Et si votre vie sexuelle dépendait du bon-vouloir d’une poignée de chercheurs ? C’est justement le destin de 24 mouches drosophiles. Alors sur quoi misez-vous : reproduction des mouches ou frustration cruelle ?

Dans cette histoire implacable, découvrez :

  • Comment des chercheurs jouent aux dieux lubriques et voyeuristes
  • Ce qui se passe au cœur d’une orgie de mouches (en immersion)
  • En quoi la reproduction des mouches est similaire à la nôtre (en particulier pour les moins séduisants d’entre nous)

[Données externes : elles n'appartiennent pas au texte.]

PR #14019, opened 2024-08-29
fix(transport): remove BridgeTransport.receive timeout

szymonlesisz:
## Description

`/read` should never timeout (scheduleAction default timeout is set to 10sec)

### DIFF
--- a/packages/transport/src/transports/bridge.ts
+++ b/packages/transport/src/transports/bridge.ts
@@ -294,24 +294,27 @@ export class BridgeTransport extends AbstractTransport {
         session,
         protocol: customProtocol,
     }: AbstractTransportMethodParams<'receive'>) {
-        return this.scheduleAction(async signal => {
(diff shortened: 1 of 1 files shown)


packages/transport/src/transports/bridge.ts
```diff
@@ -269,25 +269,28 @@ export class BridgeTransport extends AbstractTransport {
...
+                });
+                if (!response.success) {
+                    return response;
+                }
 
-            return this.success(undefined);
-        });
+                return this.success(undefined);
+            },
+            { timeout: undefined },
```
mroz22, line 316: but this is post, not read/received as stated in PR description?

szymonlesisz: lol, sorry my bad! fixed, forcepushed

mroz22 (approved):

Et si vous êtes fan de poulpes, découvrez Poulpe Fiction, la parodie consacrée à la reproduction des pieuvres.

Mouches drosophiles : quand tout bascule

À quoi ressemble le paradis perdu d’une mouche

Il est des jours où il ne fait pas bon voler. Il vaudrait mieux rester planqué dans de la mie de pain ou dans un bon gros caca.

Malheureusement, dans un laboratoire d’expérimentation aseptisé, le doux rêve de victuailles et d’agapes reste confiné dans le ganglion cérébral des mouches.

On ne choisit pas où on est pondu. Cliquez pour tweeter

Ce matin-là, ils étaient 24. 24 mâles jeunes et vigoureux, carapaces de chitine luisante comme la carrosserie d’une voiture neuve.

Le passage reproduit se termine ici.